Assignment: Restate all of the data below word for word.
★ ★ ★
PR #94, opened 2023-11-12
Add Navigation structure

bunnymatic:
problem
------

As we get to adding another navigation element, I wanted to refactor the
way we handle navigation to be a little more OO and easier to use.

solution
----------

build a base `Navigation` class which holds a list of navigation
`Item`s.  This object is iterable so we can just run through the nav
elements and render the links.

Also provide (on the Item) a helper to ask "are you on this page?"  Is
it `current?`

changes
-------

* add services directory to distinguish between library stuff and
  classes that are specific to this application
* add `Navigation::Base`
* add `Navigation::Item`
* build `AppNavigation` and `AdminNavigation` specific instances
* use those in rendering nav for both admin and app nav bars.
* rename `admin/_admin_nav` to `admin/_navigation` to match app level file `_navigation.slim`


lib/navigation.rb
```diff
@@ -0,0 +1,25 @@
+# frozen_string_literal: true
+
+module Navigation
+  Item = Struct.new(:path, :display_name, :key, :current, keyword_init: true) do
+    def initialize(path:, display_name:, key:, current: false)
```
bunnymatic, line 5: if we start getting mobile and we need icons or something we can add to this struct.

PR #96, opened 2023-11-13
Explore Artist Link and Artist Shuffle

kneyzberg:
### Problem 
- We want to have a way to surface artists randomly, so that the Artist Page can link to a random other Artists page, and be able to navigate to that on the Artist Page.
- Artist order on the `/artists ` page should be random and shuffle on every visit. 

### Solution
- changed prev/next links to Explore Artists anchor tag
- added shuffle method to artist_repo to shuffle artists
- updated /artists/:id page to generate a random artist to link to
- updated /artists page to generate random shuffle order on every visit
- added specs for Artist_Repo.shuffle method
- added specs to app_spec to account for new shuffle method in view specs
- updated fixtures


frontend/stylesheets/artist.scss
```diff
@@ -3,6 +3,38 @@
...
+  a {
+    text-decoration: none;
+  }
+ 
+  .artist-nav--link {
+    display: flex;
+    align-items: center;
+  }
+
+  .artist-nav--prev--icon {
```
bunnymatic, line 19: should we dump these `--prev` and `--next` and `--slash` definitions?

if we kept them, I might argue for the upper component to control things like
```
.artist-nav--text {
   > span {
      margin-right: 5px;
   }
   > span:last { 
     margin-right: 0;
   }
```

this syntax might not be totally right but we shouldn't need to define spacing of all 3 elements in the thing.
also - in this case we could maybe just put a space " " between things in the slim to let it just space it self out.

so many words.  in the end, if we don't apply the class, let's dump the rules so no one is confused.

spec/app_spec.rb
```diff
@@ -64,17 +64,32 @@ def app
       expect(page).to have_css('.artists-grid--item .artist-card--image')
       expect(page).to have_css('.artists-grid--item .artist-card--details')
     end
+
+    xit 'shuffles the artists so there is a different order' do
```
bunnymatic, line 68: can we un `xit` this test?  I like what it's trying to test.  not a blocker.  we can leave it if there's an effort to actually prove this out.

frontend/stylesheets/artist.scss
kneyzberg: for sure, makes sense to dump until we bring back the Prev/Next

spec/app_spec.rb
kneyzberg: this has been fixed now that i have more data to work with, the change of them being the same is slim :)

PR #97, opened 2023-11-13
Even better (sort of) logging

bunnymatic:
problem
------

with #95 we thought we'd solved the issue.  everything got logged!

but it turns out, that took it *out* of the stdout/err during the dev
server.

solution
------

Update logging so that in development errors are in the console, but for
other environments (test, prod) they end up in the log files.


bunnymatic:
Reviewers (@kneyzberg) 
maybe you should pull this branch and try it out.
put some errors in the flow and try dev/test and see if it acts the way that makes sense to you - before we merge.

kneyzberg:
Finally taking a look at these! Logging for dev is awesome, so so much better! And test seems fine as well! Thank you, this feels good to merge to me

kneyzberg (approved):

PR #106, opened 2023-11-20
Kn/restore prev next links

kneyzberg:
### Problem 
- needed to restore prev/next links on artist page and have them point to artist pages in a stable order of artists being sorted alphabetically by last name
- need to remove Explore Artist Link

### Solution 
- removed explore artist link
- added prev/next links to artist.slim and updated the css
- created a .find_neighbors method in Artist_repo to do business logic of sorted artist by last name and finding prev/next artists in the list
- updated specs to test .find_neighbors and updated view test for artist page
- removed breadcrumb from /artists page


repos/artist_repo.rb
```diff
@@ -21,6 +21,18 @@ def self.shuffle(excluded_artist_ids: [])
...
 
+    def self.find_neighbors(id)
+      artist_ids = all.sort_by(&:last_name).map(&:id)
+      artist_idx = artist_ids.find_index(id)
+      prev_idx = artist_idx - 1
+      next_idx = artist_idx + 1
+
+      prev_id = prev_idx >= 0 ? artist_ids[prev_idx] : artist_ids[artist_ids.length - 1]
+      next_id = next_idx < artist_ids.length ? artist_ids[next_idx] : artist_ids[0]
+
```
bunnymatic, line 32: This doesn't need to be changed but I wonder about...
```
      prev_idx = artist_idx - 1
      next_idx = artist_idx + 1
      if prev_idx < 0
          prev_idx = artist_ids.length - 1
      end
      if next_idx > artists_ids.length
          next_idx = 0
      end

      {prev: artist_idx[prev_idx], next: artist_id[next_idx]}

```

this is a minor refactor but I think it might be a little easier to read/reason about.  I took me a minute looking at the ternary to say "are these right?  should it be <=?".  They *are* right but it was a little tough to see.  

So... up to you.  maybe something to think about.  or we can update it later too.

bunnymatic (approved):

repos/artist_repo.rb
```diff
@@ -21,6 +21,18 @@ def self.shuffle(excluded_artist_ids: [])
       all.reject { |a| excluded_artist_ids.include?(a.id) }.shuffle
     end
 
+    def self.find_neighbors(id)
```
bunnymatic, line 24: forgot to say - i like this method.

repos/artist_repo.rb
kneyzberg: No you're right this is wayyy clearer and easier to read, will fix and implement it this way.

PR #107, opened 2023-11-20
Kn/change artpiece on show page

kneyzberg:
### Problem 
Currently we have no way of seeing a bigger version of the thumnail images on the Artists show pages. We want to see the thumb image show up as the main image when we click on it. 

### Solution 
- added logic for parsing query parameters that include art_piece_id on `aritsts/:id` show page. 
- added logic that chooses  a `main_art_piece` based on if query param exists or not.
- changed logic to ensure Artist Artwork section does not include main art piece.
- added view specs to test functionality of links with query params.


views/artist.slim
```diff
@@ -27,6 +27,6 @@
       h2 Artwork
       hr
       ul.artpieces-grid
-        - @artist.art_pieces[1..].each do |ap|
+        - @artist.art_pieces.reject{|ap| ap.id == @main_art_piece.id }.each do |ap|
```
bunnymatic, line 30: You could put this in the "controller" method too as `@secondary_art_pieces = `...

i also wonder if we should just show everything below.  Maybe not.  it can be a separate discussion.

bunnymatic (approved):
so easy!

views/artist.slim
kneyzberg: Yeah I was thinking the same thing actually, will fix!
★ ★ ★
Your solution:
PR #94, opened 2023-11-12
Add Navigation structure

bunnymatic:
problem
------

As we get to adding another navigation element, I wanted to refactor the
way we handle navigation to be a little more OO and easier to use.

solution
----------

build a base `Navigation` class which holds a list of navigation
`Item`s.  This object is iterable so we can just run through the nav
elements and render the links.

Also provide (on the Item) a helper to ask "are you on this page?"  Is
it `current?`

changes
-------

* add services directory to distinguish between library stuff and
  classes that are specific to this application
* add `Navigation::Base`
* add `Navigation::Item`
* build `AppNavigation` and `AdminNavigation` specific instances
* use those in rendering nav for both admin and app nav bars.
* rename `admin/_admin_nav` to `admin/_navigation` to match app level file `_navigation.slim`


lib/navigation.rb
```diff
@@ -0,0 +1,25 @@
+# frozen_string_literal: true
+
+module Navigation
+  Item = Struct.new(:path, :display_name, :key, :current, keyword_init: true) do
+    def initialize(path:, display_name:, key:, current: false)
```
bunnymatic, line 5: if we start getting mobile and we need icons or something we can add to this struct.

PR #96, opened 2023-11-13
Explore Artist Link and Artist Shuffle

kneyzberg:
### Problem 
- We want to have a way to surface artists randomly, so that the Artist Page can link to a random other Artists page, and be able to navigate to that on the Artist Page.
- Artist order on the `/artists ` page should be random and shuffle on every visit. 

### Solution
- changed prev/next links to Explore Artists anchor tag
- added shuffle method to artist_repo to shuffle artists
- updated /artists/:id page to generate a random artist to link to
- updated /artists page to generate random shuffle order on every visit
- added specs for Artist_Repo.shuffle method
- added specs to app_spec to account for new shuffle method in view specs
- updated fixtures


frontend/stylesheets/artist.scss
```diff
@@ -3,6 +3,38 @@
...
+  a {
+    text-decoration: none;
+  }
+ 
+  .artist-nav--link {
+    display: flex;
+    align-items: center;
+  }
+
+  .artist-nav--prev--icon {
```
bunnymatic, line 19: should we dump these `--prev` and `--next` and `--slash` definitions?

if we kept them, I might argue for the upper component to control things like
```
.artist-nav--text {
   > span {
      margin-right: 5px;
   }
   > span:last { 
     margin-right: 0;
   }
```

this syntax might not be totally right but we shouldn't need to define spacing of all 3 elements in the thing.
also - in this case we could maybe just put a space " " between things in the slim to let it just space it self out.

so many words.  in the end, if we don't apply the class, let's dump the rules so no one is confused.

spec/app_spec.rb
```diff
@@ -64,17 +64,32 @@ def app
       expect(page).to have_css('.artists-grid--item .artist-card--image')
       expect(page).to have_css('.artists-grid--item .artist-card--details')
     end
+
+    xit 'shuffles the artists so there is a different order' do
```
bunnymatic, line 68: can we un `xit` this test?  I like what it's trying to test.  not a blocker.  we can leave it if there's an effort to actually prove this out.

frontend/stylesheets/artist.scss
kneyzberg: for sure, makes sense to dump until we bring back the Prev/Next

spec/app_spec.rb
kneyzberg: this has been fixed now that i have more data to work with, the change of them being the same is slim :)

PR #97, opened 2023-11-13
Even better (sort of) logging

bunnymatic:
problem
------

with #95 we thought we'd solved the issue.  everything got logged!

but it turns out, that took it *out* of the stdout/err during the dev
server.

solution
------

Update logging so that in development errors are in the console, but for
other environments (test, prod) they end up in the log files.


bunnymatic:
Reviewers (@kneyzberg) 
maybe you should pull this branch and try it out.
put some errors in the flow and try dev/test and see if it acts the way that makes sense to you - before we merge.

kneyzberg:
Finally taking a look at these! Logging for dev is awesome, so so much better! And test seems fine as well! Thank you, this feels good to merge to me

kneyzberg (approved):

PR #106, opened 2023-11-20
Kn/restore prev next links

kneyzberg:
### Problem 
- needed to restore prev/next links on artist page and have them point to artist pages in a stable order of artists being sorted alphabetically by last name
- need to remove Explore Artist Link

### Solution 
- removed explore artist link
- added prev/next links to artist.slim and updated the css
- created a .find_neighbors method in Artist_repo to do business logic of sorted artist by last name and finding prev/next artists in the list
- updated specs to test .find_neighbors and updated view test for artist page
- removed breadcrumb from /artists page


repos/artist_repo.rb
```diff
@@ -21,6 +21,18 @@ def self.shuffle(excluded_artist_ids: [])
...
 
+    def self.find_neighbors(id)
+      artist_ids = all.sort_by(&:last_name).map(&:id)
+      artist_idx = artist_ids.find_index(id)
+      prev_idx = artist_idx - 1
+      next_idx = artist_idx + 1
+
+      prev_id = prev_idx >= 0 ? artist_ids[prev_idx] : artist_ids[artist_ids.length - 1]
+      next_id = next_idx < artist_ids.length ? artist_ids[next_idx] : artist_ids[0]
+
```
bunnymatic, line 32: This doesn't need to be changed but I wonder about...
```
      prev_idx = artist_idx - 1
      next_idx = artist_idx + 1
      if prev_idx < 0
          prev_idx = artist_ids.length - 1
      end
      if next_idx > artists_ids.length
          next_idx = 0
      end

      {prev: artist_idx[prev_idx], next: artist_id[next_idx]}

```

this is a minor refactor but I think it might be a little easier to read/reason about.  I took me a minute looking at the ternary to say "are these right?  should it be <=?".  They *are* right but it was a little tough to see.  

So... up to you.  maybe something to think about.  or we can update it later too.

bunnymatic (approved):

repos/artist_repo.rb
```diff
@@ -21,6 +21,18 @@ def self.shuffle(excluded_artist_ids: [])
       all.reject { |a| excluded_artist_ids.include?(a.id) }.shuffle
     end
 
+    def self.find_neighbors(id)
```
bunnymatic, line 24: forgot to say - i like this method.

repos/artist_repo.rb
kneyzberg: No you're right this is wayyy clearer and easier to read, will fix and implement it this way.

PR #107, opened 2023-11-20
Kn/change artpiece on show page

kneyzberg:
### Problem 
Currently we have no way of seeing a bigger version of the thumnail images on the Artists show pages. We want to see the thumb image show up as the main image when we click on it. 

### Solution 
- added logic for parsing query parameters that include art_piece_id on `aritsts/:id` show page. 
- added logic that chooses  a `main_art_piece` based on if query param exists or not.
- changed logic to ensure Artist Artwork section does not include main art piece.
- added view specs to test functionality of links with query params.


views/artist.slim
```diff
@@ -27,6 +27,6 @@
       h2 Artwork
       hr
       ul.artpieces-grid
-        - @artist.art_pieces[1..].each do |ap|
+        - @artist.art_pieces.reject{|ap| ap.id == @main_art_piece.id }.each do |ap|
```
bunnymatic, line 30: You could put this in the "controller" method too as `@secondary_art_pieces = `...

i also wonder if we should just show everything below.  Maybe not.  it can be a separate discussion.

bunnymatic (approved):
so easy!

views/artist.slim
kneyzberg: Yeah I was thinking the same thing actually, will fix!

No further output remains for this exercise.